> Work request
In the material below, some lines carry "naugtur". Copy each such line.

> Data provided
◆ ◆ ◆ ◆ ◆

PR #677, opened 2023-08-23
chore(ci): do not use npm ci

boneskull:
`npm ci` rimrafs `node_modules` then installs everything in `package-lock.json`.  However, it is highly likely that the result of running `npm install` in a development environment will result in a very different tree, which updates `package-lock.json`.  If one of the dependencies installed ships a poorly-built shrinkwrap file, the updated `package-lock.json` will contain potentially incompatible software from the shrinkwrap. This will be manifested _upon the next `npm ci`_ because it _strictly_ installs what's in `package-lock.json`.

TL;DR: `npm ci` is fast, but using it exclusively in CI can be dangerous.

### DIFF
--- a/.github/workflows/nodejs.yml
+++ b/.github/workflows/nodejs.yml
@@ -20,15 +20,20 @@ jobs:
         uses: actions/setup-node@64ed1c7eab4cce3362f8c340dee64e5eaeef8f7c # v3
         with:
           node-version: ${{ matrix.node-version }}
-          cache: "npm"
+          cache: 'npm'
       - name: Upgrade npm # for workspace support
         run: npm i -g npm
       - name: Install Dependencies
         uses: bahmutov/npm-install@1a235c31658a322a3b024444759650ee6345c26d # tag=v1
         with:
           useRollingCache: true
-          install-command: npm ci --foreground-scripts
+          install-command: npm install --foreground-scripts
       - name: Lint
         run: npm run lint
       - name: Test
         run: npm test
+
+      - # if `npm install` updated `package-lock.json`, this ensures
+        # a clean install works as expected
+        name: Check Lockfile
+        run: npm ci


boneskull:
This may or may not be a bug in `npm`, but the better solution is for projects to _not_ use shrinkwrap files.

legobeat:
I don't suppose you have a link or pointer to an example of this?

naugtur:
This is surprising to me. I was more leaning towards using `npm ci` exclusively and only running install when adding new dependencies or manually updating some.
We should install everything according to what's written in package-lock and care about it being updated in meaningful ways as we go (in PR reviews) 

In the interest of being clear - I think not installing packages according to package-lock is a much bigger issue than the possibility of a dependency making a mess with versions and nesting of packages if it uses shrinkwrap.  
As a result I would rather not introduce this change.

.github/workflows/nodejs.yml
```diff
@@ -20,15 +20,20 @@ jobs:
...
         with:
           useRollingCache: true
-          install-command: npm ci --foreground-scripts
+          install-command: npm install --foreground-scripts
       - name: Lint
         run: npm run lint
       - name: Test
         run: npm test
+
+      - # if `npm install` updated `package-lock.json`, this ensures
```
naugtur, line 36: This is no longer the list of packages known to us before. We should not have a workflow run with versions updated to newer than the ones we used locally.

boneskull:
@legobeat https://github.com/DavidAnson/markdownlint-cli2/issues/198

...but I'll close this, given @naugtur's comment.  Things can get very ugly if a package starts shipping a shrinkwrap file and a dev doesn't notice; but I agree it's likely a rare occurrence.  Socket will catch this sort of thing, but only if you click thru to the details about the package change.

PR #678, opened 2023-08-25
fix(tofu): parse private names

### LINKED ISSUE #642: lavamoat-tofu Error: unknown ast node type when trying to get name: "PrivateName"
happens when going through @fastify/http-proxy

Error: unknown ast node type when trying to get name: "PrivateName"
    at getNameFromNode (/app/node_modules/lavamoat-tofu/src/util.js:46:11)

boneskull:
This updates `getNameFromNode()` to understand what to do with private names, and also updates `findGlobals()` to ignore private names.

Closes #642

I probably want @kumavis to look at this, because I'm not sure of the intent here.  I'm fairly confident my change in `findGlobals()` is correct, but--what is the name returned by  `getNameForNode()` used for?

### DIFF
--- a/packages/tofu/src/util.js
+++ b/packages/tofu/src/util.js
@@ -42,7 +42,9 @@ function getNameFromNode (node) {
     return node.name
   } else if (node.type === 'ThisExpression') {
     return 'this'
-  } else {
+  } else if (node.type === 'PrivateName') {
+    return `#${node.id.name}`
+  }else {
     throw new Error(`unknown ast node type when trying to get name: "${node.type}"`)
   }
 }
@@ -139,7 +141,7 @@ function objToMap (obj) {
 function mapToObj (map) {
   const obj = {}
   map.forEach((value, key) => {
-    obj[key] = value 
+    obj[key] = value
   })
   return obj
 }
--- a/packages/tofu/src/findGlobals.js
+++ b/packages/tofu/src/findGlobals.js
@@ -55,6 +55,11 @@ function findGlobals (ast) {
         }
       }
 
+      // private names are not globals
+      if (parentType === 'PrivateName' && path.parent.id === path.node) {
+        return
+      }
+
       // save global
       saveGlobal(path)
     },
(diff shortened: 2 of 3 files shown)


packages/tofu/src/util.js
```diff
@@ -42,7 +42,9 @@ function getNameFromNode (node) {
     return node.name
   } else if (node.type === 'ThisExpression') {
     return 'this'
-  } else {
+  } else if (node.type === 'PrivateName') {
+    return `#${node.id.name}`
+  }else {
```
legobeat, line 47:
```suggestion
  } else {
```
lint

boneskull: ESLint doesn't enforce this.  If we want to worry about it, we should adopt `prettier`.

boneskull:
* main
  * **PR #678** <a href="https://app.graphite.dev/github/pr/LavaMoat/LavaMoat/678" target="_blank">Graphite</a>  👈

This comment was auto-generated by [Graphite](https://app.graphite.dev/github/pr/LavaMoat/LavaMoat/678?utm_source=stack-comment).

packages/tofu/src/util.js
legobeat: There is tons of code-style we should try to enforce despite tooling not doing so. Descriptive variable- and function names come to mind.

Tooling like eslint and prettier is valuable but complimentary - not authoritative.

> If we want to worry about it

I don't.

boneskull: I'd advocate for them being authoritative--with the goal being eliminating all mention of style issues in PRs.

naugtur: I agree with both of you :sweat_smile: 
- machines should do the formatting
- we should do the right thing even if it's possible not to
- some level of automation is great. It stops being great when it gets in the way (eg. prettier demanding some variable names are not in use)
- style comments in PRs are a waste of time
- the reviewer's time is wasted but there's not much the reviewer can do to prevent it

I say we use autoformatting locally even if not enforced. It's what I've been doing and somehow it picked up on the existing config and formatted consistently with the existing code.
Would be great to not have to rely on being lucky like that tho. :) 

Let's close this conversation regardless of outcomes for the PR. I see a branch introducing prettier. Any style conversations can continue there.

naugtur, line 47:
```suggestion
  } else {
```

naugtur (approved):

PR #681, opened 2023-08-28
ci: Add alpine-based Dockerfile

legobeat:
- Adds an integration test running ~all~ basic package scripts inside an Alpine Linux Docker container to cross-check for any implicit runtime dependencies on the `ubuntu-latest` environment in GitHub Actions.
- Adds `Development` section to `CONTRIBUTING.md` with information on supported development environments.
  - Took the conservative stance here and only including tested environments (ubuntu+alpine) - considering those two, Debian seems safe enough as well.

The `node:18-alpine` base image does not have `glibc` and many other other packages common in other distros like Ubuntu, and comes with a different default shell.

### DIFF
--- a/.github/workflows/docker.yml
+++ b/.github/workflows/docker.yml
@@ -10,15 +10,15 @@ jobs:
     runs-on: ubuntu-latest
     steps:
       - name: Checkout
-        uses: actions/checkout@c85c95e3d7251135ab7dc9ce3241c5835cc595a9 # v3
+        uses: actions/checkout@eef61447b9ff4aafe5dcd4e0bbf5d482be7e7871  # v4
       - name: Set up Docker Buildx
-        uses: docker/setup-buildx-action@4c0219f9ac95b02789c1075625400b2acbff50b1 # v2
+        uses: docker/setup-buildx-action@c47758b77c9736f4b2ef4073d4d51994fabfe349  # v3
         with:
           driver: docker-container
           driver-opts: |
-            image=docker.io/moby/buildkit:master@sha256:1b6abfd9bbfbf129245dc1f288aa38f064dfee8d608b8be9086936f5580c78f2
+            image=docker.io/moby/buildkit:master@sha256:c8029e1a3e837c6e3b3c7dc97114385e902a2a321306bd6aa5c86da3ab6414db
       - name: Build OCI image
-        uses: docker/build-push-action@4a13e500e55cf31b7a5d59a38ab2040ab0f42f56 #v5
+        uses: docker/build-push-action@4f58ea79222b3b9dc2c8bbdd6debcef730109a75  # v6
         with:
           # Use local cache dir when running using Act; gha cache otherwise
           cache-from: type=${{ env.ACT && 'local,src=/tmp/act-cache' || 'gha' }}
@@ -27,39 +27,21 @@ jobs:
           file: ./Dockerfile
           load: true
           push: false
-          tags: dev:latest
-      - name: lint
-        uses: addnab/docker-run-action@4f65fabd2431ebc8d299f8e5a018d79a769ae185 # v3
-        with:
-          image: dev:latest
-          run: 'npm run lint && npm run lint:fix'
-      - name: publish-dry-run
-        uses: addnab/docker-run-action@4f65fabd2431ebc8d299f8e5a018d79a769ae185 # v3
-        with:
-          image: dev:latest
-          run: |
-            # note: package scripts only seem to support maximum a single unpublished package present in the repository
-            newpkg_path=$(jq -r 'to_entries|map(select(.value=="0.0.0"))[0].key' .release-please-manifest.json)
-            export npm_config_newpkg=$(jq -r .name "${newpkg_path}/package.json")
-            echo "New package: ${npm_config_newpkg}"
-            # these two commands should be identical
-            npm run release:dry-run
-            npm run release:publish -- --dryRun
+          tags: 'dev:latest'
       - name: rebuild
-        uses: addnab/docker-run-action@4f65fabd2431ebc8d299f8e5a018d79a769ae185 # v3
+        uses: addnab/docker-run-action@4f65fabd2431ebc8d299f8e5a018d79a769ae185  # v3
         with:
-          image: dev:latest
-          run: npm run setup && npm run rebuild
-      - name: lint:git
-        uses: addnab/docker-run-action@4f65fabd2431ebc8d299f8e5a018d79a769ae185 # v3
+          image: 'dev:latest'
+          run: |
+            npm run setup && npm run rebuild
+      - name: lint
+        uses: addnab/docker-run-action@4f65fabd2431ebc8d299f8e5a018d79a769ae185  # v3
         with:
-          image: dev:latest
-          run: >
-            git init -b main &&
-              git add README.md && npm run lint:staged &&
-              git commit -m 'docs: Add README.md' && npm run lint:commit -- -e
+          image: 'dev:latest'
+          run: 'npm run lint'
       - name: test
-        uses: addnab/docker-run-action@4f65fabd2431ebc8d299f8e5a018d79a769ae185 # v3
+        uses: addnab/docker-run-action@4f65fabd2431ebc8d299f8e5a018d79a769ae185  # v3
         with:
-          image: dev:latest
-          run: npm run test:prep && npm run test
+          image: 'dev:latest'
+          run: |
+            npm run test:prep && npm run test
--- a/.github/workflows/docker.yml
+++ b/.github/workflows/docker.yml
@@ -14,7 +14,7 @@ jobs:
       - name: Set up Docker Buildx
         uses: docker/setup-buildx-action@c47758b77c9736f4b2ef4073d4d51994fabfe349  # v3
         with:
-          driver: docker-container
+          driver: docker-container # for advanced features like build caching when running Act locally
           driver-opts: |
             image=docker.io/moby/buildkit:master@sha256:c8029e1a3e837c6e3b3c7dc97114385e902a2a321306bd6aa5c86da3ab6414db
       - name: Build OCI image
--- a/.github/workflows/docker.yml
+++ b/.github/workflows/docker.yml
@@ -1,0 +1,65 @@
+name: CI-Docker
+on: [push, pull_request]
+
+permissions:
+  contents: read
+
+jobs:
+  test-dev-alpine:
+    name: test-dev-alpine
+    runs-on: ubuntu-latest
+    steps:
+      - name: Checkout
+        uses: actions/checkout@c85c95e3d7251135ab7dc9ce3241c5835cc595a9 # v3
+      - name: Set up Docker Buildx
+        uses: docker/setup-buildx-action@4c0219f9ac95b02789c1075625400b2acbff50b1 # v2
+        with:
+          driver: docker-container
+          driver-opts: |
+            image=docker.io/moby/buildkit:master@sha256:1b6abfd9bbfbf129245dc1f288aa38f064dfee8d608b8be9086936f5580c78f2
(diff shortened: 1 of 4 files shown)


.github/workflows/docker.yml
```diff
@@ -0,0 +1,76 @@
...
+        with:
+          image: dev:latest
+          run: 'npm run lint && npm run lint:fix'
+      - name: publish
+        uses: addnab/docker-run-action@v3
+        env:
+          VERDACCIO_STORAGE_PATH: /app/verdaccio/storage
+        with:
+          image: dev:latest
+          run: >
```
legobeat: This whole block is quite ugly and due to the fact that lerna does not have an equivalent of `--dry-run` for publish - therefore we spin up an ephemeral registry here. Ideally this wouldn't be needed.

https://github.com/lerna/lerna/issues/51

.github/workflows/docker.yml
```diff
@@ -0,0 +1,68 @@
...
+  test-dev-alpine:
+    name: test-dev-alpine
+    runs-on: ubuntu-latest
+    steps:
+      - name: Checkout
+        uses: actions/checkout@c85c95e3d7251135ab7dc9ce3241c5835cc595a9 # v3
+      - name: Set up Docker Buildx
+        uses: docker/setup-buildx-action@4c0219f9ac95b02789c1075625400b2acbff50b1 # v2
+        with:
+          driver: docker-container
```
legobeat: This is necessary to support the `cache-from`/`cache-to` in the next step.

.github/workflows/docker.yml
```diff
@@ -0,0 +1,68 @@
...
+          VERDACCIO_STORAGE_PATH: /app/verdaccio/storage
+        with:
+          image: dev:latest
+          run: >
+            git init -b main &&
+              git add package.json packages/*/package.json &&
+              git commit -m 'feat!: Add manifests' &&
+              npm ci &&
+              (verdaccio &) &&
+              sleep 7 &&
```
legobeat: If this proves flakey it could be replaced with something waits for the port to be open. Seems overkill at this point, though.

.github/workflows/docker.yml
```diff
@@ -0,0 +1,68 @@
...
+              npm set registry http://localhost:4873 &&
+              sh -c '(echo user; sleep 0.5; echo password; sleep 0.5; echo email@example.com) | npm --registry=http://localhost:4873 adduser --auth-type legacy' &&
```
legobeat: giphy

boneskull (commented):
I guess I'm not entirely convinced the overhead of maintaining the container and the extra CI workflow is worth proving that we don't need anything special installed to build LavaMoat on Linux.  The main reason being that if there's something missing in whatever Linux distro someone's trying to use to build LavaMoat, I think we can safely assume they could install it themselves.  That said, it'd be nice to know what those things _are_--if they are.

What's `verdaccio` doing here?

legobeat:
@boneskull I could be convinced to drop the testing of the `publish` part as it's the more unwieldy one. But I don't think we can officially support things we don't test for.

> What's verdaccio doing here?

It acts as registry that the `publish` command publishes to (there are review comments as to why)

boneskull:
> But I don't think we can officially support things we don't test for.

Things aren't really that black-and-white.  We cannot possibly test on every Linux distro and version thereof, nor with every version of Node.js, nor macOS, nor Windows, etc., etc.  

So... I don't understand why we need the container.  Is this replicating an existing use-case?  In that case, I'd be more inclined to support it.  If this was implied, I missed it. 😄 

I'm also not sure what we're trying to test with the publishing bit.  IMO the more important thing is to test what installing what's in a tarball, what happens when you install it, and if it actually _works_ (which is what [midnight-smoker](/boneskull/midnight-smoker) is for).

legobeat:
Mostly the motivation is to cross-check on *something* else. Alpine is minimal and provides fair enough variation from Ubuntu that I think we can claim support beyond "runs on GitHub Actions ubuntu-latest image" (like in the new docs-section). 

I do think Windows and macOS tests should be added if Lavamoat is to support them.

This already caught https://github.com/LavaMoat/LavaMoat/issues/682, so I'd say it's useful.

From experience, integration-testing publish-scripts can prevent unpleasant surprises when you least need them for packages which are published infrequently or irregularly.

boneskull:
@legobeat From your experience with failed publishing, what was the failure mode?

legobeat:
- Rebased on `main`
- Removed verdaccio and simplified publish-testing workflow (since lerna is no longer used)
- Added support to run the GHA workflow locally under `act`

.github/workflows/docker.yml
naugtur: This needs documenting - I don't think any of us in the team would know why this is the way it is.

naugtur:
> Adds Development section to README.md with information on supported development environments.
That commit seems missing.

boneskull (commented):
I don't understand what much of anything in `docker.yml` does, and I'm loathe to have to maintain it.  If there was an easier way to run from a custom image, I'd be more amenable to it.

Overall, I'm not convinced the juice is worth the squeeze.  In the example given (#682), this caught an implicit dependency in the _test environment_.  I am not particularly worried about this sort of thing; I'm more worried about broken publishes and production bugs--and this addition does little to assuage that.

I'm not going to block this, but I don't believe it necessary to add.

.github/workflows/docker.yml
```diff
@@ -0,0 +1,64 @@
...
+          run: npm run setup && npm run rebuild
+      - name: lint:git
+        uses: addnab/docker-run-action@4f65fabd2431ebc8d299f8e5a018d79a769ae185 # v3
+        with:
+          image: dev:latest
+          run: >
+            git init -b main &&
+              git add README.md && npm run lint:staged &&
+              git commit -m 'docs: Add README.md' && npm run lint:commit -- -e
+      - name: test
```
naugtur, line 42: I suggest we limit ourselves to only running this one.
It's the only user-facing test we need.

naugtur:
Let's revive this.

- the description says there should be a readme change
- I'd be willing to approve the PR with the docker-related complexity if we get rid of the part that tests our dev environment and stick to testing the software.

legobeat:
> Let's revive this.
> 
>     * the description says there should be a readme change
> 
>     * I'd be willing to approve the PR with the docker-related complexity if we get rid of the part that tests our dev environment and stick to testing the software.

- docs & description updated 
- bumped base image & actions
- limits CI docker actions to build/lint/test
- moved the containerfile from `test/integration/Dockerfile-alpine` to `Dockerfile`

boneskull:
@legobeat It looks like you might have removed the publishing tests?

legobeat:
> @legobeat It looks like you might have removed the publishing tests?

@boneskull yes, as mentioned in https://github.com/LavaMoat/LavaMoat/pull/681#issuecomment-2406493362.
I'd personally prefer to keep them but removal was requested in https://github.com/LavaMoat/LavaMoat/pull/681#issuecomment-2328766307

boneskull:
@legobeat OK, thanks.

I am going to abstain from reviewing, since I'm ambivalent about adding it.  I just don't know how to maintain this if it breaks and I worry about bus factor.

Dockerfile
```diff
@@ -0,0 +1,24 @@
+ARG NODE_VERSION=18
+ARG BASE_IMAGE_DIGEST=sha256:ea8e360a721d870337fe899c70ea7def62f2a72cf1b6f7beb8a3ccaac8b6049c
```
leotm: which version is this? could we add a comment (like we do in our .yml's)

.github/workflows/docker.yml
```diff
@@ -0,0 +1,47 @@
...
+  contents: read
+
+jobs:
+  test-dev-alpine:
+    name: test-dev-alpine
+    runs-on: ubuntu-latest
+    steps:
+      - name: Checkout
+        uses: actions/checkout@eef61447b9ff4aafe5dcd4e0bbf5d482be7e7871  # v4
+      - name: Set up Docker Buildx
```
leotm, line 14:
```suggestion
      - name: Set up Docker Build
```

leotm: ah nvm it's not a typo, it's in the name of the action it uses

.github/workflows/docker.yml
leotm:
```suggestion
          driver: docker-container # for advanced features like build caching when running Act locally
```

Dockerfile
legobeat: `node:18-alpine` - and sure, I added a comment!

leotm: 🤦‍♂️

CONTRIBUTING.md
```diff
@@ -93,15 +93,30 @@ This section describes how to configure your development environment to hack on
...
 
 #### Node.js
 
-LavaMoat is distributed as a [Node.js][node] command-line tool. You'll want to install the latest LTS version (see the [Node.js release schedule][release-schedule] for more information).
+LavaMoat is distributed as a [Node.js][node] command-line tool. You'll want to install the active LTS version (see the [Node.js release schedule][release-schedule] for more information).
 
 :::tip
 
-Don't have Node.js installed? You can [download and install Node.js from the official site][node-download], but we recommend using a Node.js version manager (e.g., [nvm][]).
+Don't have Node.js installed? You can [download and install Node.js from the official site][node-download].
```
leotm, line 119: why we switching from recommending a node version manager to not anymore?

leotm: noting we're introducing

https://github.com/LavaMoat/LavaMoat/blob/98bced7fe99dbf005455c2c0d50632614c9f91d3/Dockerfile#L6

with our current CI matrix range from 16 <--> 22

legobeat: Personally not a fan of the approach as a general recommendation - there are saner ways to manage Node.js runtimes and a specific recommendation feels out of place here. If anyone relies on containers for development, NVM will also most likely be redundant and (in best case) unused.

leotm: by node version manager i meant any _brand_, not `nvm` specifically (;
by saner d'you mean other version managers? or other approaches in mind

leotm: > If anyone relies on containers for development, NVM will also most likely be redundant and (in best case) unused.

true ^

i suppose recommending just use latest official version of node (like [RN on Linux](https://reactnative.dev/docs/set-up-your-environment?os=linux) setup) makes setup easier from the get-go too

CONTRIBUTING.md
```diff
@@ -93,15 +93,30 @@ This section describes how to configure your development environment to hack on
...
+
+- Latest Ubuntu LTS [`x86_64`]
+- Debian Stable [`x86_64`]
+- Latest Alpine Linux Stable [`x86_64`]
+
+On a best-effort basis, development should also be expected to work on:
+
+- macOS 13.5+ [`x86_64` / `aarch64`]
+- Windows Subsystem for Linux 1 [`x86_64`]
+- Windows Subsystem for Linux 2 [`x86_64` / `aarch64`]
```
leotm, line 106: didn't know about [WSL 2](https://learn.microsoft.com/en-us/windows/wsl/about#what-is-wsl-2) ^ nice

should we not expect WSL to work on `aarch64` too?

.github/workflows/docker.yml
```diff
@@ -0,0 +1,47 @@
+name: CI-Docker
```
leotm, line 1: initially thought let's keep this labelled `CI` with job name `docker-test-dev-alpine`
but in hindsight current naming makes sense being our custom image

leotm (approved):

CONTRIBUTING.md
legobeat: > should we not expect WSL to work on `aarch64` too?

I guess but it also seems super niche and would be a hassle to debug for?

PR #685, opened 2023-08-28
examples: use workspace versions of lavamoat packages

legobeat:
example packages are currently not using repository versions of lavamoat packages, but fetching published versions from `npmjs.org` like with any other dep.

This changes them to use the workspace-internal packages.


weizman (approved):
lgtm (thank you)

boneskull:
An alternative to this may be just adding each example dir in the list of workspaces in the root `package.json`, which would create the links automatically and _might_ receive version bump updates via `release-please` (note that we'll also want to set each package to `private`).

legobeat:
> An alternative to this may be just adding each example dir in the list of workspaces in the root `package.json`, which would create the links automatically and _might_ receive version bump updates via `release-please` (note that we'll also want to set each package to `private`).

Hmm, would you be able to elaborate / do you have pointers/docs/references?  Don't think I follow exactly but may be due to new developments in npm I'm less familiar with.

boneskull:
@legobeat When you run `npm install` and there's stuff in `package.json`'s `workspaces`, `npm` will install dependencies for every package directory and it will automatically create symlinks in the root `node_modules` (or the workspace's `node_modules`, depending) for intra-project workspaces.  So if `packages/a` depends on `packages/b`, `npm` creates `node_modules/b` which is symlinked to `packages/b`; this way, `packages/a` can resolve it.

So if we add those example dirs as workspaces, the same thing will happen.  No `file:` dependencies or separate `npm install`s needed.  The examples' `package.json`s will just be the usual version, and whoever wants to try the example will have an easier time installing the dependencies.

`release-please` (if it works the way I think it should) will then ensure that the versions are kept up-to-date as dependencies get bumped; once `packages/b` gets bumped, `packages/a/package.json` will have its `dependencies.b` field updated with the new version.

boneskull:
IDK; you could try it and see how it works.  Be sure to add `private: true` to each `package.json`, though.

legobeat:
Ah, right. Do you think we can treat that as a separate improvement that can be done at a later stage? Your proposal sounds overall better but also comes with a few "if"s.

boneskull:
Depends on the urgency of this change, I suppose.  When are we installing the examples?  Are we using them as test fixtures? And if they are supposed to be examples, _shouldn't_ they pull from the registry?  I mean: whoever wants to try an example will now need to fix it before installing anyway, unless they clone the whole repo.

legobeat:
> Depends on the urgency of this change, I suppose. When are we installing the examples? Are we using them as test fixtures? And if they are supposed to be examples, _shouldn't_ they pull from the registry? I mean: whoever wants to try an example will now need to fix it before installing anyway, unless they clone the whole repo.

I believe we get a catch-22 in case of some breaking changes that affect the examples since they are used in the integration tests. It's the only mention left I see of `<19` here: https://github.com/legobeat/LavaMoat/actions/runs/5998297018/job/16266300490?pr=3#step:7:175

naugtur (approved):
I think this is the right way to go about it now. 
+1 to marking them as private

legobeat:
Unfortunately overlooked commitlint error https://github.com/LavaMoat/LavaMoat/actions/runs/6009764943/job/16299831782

◆ ◆ ◆ ◆ ◆

> Final answer
naugtur:
naugtur, line 36: This is no longer the list of packages known to us before. We should not have a workflow run with versions updated to newer than the ones we used locally.
...but I'll close this, given @naugtur's comment.  Things can get very ugly if a package starts shipping a shrinkwrap file and a dev doesn't notice; but I agree it's likely a rare occurrence.  Socket will catch this sort of thing, but only if you click thru to the details about the package change.
naugtur: I agree with both of you :sweat_smile: 
naugtur, line 47:
naugtur (approved):
naugtur: This needs documenting - I don't think any of us in the team would know why this is the way it is.
naugtur:
naugtur, line 42: I suggest we limit ourselves to only running this one.
naugtur:
naugtur (approved):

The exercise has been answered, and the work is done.